Bazel 1.0 - vips7L
https://opensource.googleblog.com/2019/10/bazel-reaches-10-milestone.html
======
choppaface
One of the major time savers of bazel is Remote Build Execution (RBE), which
allows you to build modules in parallel in the cloud. So if you have 1000
CPUs, you can really just have a client do `bazel build -j 1000 //...` and you
can get a huge speed-up. Remote (and local) builds all happen in a sandbox, so
you don't have to worry about e.g. preparing a docker image with the worker /
build slave environment. (You do, however, have to register your dependencies
with Bazel, which can be a hard at first). To add to this, bazel also has a
remote _global_ cache which can benefit large teams.

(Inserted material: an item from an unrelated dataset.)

PR #2118, opened 2023-05-12
feat(filter): Add a health check filter

RaduW:
This PR implements a filter for health-check events

Relates to https://github.com/getsentry/sentry/issues/49082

For fairly large C++ codebases, RBE is really a competitive advantage. I've
seen RBE cut down iteration time by an order of magnitude. I love CMake, and
CMake can get you plenty of parallelism, but CMake doesn't really provide a
tool for building several CMake sub-projects in parallel, and bazel handles
this really well.

Sadly Bazel RBE is still primarily a Google Cloud product. Also, GCE is slow
to work on supporting auto-scale, so you have to pay for unused workers. (Like
most products in Google Cloud, Google is ripping you off with alpha-quality
stuff). There's some very rough open source RBE stuff on Github that you can
run yourself, but nothing really production-grade yet.

gg ( [https://github.com/StanfordSNR/gg](https://github.com/StanfordSNR/gg) )
is a promising-looking alternative. It's research code, but it might be the
community's best hope for a non-Google alternative (that e.g. supports AWS
Lambda for parallelism). Bazel is great, but without independence (e.g. what
Kubernetes achieved) it's difficult to see bazel as dependable as make or
CMake long term.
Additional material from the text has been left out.